[Records excerpted from a collection]

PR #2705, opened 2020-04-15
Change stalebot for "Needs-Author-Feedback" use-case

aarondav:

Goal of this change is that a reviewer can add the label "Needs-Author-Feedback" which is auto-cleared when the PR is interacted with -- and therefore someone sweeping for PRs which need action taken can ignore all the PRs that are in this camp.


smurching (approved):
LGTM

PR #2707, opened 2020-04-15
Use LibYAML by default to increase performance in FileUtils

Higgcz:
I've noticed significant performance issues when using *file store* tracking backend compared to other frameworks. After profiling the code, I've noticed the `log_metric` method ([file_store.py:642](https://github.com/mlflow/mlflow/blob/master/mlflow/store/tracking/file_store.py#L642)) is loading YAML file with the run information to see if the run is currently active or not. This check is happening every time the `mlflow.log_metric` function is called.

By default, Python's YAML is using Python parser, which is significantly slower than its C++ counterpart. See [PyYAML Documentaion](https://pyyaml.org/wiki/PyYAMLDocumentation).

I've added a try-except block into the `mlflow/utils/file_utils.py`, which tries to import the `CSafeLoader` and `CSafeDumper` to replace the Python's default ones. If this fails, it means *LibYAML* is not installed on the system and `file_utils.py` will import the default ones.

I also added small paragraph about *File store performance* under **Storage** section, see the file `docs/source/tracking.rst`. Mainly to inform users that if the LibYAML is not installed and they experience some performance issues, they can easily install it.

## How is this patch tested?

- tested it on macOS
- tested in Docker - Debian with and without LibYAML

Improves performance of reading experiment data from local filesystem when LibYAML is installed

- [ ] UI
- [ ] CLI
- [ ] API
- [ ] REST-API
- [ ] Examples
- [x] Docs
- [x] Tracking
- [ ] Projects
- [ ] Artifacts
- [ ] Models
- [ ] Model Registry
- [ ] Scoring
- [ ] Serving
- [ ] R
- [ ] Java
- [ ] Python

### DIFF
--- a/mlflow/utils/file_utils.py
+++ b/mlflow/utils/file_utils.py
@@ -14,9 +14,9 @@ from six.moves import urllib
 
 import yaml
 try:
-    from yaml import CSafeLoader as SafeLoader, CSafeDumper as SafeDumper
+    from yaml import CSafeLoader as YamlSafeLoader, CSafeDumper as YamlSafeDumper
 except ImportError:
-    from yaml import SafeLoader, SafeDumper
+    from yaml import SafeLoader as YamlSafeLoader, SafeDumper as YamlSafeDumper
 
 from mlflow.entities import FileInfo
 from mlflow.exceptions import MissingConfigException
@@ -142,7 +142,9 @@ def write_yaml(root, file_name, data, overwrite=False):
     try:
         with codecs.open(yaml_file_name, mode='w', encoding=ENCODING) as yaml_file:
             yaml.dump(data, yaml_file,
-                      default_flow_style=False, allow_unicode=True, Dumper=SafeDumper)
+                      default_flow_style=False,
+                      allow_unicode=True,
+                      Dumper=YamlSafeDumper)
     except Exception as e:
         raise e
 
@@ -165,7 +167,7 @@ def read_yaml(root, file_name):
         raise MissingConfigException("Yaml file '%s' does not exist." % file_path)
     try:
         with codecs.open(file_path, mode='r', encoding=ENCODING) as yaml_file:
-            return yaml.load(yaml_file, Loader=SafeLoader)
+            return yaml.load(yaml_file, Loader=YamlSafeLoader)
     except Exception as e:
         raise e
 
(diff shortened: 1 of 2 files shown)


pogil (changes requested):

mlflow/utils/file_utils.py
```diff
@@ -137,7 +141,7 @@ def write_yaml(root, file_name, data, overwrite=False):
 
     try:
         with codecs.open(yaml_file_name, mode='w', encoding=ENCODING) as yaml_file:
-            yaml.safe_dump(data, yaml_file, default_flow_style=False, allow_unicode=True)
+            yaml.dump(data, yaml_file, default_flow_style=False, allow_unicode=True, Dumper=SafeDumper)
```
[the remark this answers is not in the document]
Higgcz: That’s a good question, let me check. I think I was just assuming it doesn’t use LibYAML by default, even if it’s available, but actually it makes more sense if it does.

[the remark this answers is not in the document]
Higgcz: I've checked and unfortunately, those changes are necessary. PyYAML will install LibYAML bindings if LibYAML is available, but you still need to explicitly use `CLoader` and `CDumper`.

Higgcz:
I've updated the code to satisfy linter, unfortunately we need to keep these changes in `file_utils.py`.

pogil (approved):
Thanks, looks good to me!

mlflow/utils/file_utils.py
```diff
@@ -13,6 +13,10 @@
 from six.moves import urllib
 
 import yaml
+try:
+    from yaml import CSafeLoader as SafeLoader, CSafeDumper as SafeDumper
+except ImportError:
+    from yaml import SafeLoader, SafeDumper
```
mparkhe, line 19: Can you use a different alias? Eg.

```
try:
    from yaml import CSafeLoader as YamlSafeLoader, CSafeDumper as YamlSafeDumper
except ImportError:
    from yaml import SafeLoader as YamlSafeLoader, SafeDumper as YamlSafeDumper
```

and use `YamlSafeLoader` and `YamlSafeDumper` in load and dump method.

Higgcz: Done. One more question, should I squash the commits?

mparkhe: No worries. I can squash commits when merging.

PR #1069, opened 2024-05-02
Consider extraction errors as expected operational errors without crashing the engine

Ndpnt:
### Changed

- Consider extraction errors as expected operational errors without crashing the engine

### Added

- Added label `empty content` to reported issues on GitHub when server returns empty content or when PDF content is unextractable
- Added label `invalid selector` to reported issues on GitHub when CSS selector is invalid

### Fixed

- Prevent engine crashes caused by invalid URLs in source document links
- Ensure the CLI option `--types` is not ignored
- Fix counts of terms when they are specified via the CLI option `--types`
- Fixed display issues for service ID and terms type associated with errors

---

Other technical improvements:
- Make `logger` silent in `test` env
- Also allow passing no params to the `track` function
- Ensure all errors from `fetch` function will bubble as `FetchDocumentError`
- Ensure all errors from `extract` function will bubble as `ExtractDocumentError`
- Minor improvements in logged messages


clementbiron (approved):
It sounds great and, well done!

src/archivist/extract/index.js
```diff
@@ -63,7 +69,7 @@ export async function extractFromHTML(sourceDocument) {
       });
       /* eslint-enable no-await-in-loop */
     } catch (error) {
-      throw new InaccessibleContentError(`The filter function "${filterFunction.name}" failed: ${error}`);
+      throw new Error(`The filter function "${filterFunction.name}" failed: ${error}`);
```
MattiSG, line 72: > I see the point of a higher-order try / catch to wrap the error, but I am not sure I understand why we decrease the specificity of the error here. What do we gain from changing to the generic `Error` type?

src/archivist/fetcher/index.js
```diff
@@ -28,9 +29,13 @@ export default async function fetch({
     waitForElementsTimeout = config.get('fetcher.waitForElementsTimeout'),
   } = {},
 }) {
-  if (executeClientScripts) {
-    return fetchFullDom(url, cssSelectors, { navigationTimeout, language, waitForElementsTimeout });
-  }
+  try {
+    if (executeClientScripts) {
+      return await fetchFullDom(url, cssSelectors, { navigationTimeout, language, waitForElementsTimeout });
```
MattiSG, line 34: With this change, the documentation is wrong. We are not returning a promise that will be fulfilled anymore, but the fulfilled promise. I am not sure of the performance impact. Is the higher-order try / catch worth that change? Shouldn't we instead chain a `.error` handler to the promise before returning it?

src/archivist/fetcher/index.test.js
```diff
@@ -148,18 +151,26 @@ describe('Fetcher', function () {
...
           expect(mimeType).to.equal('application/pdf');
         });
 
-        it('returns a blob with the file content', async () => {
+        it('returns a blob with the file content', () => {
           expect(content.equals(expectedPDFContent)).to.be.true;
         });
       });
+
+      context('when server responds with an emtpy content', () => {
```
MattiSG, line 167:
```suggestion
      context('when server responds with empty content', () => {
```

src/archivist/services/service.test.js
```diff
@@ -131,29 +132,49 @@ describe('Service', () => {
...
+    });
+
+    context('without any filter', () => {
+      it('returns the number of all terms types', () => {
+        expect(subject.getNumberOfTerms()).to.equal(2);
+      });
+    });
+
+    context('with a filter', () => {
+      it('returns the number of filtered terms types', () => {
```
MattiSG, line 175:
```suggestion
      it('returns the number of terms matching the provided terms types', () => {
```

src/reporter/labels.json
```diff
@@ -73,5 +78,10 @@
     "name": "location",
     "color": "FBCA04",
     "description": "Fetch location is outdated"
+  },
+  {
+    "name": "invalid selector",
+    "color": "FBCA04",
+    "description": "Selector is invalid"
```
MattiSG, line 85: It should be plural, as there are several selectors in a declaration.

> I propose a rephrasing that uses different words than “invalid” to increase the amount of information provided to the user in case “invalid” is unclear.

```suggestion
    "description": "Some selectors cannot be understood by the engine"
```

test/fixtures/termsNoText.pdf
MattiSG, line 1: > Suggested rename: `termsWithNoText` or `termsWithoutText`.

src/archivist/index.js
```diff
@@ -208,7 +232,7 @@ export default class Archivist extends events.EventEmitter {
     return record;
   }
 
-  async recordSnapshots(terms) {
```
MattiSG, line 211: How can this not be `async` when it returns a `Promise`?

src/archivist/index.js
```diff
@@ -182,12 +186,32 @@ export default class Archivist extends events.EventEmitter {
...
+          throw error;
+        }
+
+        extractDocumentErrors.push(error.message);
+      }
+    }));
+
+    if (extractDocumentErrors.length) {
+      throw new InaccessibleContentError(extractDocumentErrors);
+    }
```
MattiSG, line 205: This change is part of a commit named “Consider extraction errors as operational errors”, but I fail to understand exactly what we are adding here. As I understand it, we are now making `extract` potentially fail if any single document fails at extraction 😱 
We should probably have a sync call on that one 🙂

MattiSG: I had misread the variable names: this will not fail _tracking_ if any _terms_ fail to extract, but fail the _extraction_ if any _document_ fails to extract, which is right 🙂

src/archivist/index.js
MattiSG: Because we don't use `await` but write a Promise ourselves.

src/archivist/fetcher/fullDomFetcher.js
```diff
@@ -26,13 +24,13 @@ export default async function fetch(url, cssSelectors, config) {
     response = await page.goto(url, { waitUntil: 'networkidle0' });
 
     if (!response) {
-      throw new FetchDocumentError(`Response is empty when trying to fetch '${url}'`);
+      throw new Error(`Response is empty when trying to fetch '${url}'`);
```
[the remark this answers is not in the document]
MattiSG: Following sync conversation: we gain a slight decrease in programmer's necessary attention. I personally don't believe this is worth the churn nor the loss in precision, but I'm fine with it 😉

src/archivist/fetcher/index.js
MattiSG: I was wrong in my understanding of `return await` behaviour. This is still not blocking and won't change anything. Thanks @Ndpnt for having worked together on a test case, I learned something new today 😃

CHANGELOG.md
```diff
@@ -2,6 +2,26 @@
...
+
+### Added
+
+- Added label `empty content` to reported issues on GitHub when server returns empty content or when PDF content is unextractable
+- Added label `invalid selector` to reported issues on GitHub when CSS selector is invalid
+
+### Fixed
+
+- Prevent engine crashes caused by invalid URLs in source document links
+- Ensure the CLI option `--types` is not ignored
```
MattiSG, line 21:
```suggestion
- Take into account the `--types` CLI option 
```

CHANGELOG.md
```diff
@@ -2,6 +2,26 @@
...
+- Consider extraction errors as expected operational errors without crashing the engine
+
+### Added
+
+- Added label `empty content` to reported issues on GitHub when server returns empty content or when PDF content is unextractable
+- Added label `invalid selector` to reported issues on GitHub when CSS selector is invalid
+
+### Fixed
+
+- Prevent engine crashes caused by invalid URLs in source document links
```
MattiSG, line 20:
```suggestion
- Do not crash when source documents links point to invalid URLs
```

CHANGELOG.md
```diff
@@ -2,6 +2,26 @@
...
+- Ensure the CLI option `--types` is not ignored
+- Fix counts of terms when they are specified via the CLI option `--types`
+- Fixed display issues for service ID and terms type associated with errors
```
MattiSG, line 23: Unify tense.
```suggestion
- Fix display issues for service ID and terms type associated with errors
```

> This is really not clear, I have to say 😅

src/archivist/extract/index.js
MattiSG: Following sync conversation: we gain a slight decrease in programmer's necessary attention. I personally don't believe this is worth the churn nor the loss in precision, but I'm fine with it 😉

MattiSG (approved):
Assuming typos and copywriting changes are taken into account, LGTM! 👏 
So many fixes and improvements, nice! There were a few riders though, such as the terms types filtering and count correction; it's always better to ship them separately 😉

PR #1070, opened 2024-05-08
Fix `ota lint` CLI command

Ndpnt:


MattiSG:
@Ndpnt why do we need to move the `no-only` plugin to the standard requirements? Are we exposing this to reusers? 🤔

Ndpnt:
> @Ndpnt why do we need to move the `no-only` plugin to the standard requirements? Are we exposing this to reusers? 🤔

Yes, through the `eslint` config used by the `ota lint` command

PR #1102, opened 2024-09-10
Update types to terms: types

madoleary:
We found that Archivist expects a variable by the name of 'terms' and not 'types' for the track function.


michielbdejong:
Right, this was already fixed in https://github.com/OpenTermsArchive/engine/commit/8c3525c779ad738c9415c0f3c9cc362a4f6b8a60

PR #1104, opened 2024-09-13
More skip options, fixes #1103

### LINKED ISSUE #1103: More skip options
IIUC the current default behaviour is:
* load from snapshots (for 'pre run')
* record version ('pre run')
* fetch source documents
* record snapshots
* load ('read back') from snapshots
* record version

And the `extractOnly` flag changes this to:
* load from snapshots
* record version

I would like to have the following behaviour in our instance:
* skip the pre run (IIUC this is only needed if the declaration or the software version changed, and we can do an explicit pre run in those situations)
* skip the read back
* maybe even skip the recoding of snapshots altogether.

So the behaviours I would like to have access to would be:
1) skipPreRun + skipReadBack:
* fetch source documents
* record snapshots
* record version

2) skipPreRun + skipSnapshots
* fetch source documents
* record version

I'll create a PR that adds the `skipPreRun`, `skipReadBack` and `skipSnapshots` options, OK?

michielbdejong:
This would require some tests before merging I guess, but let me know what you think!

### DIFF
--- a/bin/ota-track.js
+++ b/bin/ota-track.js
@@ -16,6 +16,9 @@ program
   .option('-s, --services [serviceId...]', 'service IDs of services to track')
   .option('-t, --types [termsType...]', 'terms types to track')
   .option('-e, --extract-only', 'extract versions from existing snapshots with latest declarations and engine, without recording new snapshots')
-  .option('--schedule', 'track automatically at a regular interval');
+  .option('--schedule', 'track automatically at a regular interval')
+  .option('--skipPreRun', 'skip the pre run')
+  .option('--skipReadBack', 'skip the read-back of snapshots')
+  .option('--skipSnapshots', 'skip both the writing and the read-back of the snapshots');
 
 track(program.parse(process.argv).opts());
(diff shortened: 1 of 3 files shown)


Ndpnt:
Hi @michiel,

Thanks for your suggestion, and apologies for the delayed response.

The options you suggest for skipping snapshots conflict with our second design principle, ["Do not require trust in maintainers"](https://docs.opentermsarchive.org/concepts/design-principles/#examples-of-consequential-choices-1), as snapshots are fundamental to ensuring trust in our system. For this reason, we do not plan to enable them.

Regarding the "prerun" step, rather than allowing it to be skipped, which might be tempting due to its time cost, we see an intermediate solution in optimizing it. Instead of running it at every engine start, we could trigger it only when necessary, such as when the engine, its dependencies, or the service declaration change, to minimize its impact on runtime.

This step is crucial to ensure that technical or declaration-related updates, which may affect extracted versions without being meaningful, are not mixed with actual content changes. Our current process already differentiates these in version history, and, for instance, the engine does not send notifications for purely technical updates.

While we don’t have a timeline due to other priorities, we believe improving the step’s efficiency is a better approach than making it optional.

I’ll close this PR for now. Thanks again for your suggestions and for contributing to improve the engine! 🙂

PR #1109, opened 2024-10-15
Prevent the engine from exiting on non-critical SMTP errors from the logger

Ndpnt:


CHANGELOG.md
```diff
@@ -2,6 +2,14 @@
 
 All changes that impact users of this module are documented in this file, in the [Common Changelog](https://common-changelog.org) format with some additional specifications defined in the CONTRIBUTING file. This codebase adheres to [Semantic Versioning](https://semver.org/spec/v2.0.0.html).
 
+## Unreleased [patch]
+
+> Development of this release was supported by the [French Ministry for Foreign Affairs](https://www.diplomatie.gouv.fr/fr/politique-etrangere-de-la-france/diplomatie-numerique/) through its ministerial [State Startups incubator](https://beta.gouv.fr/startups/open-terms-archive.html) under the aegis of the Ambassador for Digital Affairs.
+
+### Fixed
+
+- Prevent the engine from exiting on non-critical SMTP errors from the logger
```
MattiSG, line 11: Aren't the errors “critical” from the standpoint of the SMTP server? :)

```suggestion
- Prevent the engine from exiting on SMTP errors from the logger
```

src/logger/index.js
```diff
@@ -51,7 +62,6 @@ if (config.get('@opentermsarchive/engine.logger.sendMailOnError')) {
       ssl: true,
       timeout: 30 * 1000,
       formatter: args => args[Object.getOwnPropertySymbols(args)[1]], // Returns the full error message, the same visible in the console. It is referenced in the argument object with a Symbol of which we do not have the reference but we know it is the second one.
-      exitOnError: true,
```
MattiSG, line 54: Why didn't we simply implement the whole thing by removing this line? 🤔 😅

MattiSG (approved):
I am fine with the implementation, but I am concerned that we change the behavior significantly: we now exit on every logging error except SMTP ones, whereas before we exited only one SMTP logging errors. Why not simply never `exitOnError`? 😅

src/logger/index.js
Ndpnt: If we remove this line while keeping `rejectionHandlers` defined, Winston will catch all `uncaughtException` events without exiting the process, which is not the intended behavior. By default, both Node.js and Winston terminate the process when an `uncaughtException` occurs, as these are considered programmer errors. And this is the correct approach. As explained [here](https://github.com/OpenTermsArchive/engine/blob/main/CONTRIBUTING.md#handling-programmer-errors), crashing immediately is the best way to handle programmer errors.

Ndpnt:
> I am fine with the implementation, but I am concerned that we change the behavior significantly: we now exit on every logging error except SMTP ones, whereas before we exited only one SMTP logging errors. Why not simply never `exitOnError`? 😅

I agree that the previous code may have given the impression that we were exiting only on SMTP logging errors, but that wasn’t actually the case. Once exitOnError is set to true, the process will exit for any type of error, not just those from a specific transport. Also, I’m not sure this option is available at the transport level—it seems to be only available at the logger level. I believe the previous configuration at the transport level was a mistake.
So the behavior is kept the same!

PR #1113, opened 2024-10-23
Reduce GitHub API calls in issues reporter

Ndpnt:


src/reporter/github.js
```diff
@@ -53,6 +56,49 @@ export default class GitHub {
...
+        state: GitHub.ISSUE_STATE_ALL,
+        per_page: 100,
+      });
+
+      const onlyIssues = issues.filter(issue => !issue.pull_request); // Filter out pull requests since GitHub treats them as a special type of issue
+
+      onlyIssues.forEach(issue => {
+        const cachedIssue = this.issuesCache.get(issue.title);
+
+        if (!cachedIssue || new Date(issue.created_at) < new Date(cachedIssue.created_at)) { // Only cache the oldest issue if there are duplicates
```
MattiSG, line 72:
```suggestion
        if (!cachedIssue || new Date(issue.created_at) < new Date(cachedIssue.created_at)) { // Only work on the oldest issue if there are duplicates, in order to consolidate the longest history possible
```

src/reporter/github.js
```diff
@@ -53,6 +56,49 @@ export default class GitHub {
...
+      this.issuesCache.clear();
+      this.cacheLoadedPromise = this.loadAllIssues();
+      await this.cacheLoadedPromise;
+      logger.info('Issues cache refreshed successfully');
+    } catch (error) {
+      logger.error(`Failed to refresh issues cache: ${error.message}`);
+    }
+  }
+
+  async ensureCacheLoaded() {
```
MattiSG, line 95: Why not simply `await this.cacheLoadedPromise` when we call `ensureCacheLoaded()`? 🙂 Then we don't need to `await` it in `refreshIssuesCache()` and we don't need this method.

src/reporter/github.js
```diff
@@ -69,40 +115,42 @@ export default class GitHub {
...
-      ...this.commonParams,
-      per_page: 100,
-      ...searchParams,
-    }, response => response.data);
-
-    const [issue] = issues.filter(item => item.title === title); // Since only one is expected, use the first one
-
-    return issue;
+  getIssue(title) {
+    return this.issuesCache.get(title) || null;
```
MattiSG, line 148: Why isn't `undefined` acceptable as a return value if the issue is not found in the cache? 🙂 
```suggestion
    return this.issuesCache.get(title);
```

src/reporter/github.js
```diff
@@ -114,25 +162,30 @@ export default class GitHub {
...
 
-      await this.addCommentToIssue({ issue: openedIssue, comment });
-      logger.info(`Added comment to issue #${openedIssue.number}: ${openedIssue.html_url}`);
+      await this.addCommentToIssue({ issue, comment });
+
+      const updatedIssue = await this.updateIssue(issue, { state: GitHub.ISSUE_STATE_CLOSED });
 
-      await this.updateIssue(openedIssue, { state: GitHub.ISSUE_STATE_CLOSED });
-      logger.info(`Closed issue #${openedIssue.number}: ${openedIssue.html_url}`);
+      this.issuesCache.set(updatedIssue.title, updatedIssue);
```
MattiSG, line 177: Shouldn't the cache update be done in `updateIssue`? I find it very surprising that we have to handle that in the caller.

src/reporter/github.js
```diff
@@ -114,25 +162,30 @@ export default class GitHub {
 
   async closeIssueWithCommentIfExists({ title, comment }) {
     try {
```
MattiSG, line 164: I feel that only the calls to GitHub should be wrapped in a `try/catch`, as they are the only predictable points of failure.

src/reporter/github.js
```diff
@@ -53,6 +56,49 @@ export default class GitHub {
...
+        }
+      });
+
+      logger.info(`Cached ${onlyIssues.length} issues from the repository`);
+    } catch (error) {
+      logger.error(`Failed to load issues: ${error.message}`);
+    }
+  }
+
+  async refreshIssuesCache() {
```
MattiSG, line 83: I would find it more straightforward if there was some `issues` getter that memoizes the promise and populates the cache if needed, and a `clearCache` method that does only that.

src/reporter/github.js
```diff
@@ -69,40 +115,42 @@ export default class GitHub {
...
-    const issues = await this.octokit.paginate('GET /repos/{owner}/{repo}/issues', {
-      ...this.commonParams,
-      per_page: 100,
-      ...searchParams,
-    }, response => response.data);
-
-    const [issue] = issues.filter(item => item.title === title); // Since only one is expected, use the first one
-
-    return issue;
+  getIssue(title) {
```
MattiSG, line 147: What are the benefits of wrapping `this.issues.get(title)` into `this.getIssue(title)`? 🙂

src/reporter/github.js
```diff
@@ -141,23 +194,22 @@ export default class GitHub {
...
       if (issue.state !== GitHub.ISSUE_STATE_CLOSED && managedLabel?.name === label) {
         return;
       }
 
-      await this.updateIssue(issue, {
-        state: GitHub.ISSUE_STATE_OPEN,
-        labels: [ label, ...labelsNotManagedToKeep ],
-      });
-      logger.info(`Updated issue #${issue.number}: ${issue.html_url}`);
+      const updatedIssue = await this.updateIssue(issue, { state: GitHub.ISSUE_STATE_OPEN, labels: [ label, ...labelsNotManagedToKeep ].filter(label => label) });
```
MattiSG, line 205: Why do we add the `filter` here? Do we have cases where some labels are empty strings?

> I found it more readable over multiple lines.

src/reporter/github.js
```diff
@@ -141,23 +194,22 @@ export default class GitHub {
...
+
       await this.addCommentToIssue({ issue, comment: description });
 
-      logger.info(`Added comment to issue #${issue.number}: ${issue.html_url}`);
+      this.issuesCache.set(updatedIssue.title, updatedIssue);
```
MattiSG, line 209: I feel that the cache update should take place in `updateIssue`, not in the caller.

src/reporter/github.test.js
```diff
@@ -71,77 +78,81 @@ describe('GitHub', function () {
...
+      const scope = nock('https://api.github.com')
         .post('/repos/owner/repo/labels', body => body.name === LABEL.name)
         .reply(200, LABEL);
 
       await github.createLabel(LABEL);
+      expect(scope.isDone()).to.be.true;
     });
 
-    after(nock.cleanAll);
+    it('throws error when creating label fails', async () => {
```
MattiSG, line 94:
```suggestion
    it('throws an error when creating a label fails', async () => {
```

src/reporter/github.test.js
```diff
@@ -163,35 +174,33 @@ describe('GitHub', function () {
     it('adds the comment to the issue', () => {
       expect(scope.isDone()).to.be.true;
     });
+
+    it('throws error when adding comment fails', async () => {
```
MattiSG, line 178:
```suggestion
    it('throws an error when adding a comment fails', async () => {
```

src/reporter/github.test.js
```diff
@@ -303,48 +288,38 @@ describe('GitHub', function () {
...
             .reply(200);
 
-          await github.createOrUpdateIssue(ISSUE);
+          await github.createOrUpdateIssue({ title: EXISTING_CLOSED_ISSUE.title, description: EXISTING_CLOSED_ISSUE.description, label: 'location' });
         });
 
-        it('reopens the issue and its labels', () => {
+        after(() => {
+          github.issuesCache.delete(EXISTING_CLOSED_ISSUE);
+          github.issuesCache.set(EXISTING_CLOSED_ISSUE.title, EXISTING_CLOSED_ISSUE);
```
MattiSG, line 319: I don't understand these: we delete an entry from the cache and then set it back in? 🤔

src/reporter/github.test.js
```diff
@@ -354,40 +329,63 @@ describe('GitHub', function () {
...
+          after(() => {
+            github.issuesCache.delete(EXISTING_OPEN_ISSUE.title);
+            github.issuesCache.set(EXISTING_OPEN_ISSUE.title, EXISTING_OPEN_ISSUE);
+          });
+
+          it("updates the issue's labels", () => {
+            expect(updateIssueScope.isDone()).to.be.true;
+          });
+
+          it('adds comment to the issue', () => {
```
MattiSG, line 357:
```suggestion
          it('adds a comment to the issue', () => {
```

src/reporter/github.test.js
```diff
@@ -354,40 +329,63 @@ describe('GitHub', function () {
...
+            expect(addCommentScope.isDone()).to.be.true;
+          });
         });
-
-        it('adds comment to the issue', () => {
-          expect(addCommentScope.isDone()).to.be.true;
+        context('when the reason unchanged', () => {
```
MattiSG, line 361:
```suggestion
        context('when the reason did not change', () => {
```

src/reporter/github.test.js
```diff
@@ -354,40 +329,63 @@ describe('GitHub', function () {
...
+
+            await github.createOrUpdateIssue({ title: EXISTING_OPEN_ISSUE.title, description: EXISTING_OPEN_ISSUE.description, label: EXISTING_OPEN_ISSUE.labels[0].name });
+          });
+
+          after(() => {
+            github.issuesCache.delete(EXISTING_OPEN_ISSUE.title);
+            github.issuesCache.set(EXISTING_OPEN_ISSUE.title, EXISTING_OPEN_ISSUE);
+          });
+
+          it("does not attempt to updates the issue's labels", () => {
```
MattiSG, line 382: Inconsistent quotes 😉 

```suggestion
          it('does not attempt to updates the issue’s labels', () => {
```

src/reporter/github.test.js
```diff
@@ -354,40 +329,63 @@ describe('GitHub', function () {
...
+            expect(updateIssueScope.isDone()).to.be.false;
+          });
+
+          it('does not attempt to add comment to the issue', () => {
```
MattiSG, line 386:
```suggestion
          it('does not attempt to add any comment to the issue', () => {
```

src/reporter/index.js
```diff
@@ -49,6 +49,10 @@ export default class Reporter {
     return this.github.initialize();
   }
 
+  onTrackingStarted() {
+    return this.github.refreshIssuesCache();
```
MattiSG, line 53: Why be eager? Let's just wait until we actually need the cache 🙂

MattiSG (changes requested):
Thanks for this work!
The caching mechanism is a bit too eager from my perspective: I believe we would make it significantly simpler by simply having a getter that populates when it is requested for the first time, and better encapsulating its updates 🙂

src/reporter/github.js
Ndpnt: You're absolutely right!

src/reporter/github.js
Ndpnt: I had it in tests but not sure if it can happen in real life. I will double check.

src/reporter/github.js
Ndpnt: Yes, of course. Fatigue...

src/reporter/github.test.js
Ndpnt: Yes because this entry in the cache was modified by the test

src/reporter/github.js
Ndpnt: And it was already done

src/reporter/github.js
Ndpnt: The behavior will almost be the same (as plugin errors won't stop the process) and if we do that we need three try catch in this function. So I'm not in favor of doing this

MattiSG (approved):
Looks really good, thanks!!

Exercise |
Nothing but the lines from the start of the data through the line holding "- tested in" should be restated, and each one exactly.

Problem solution |
PR #2705, opened 2020-04-15
Change stalebot for "Needs-Author-Feedback" use-case

aarondav:

Goal of this change is that a reviewer can add the label "Needs-Author-Feedback" which is auto-cleared when the PR is interacted with -- and therefore someone sweeping for PRs which need action taken can ignore all the PRs that are in this camp.


smurching (approved):
LGTM

PR #2707, opened 2020-04-15
Use LibYAML by default to increase performance in FileUtils

Higgcz:
I've noticed significant performance issues when using *file store* tracking backend compared to other frameworks. After profiling the code, I've noticed the `log_metric` method ([file_store.py:642](https://github.com/mlflow/mlflow/blob/master/mlflow/store/tracking/file_store.py#L642)) is loading YAML file with the run information to see if the run is currently active or not. This check is happening every time the `mlflow.log_metric` function is called.

By default, Python's YAML is using Python parser, which is significantly slower than its C++ counterpart. See [PyYAML Documentaion](https://pyyaml.org/wiki/PyYAMLDocumentation).

I've added a try-except block into the `mlflow/utils/file_utils.py`, which tries to import the `CSafeLoader` and `CSafeDumper` to replace the Python's default ones. If this fails, it means *LibYAML* is not installed on the system and `file_utils.py` will import the default ones.

I also added small paragraph about *File store performance* under **Storage** section, see the file `docs/source/tracking.rst`. Mainly to inform users that if the LibYAML is not installed and they experience some performance issues, they can easily install it.

## How is this patch tested?

- tested it on macOS
- tested in Docker - Debian with and without LibYAML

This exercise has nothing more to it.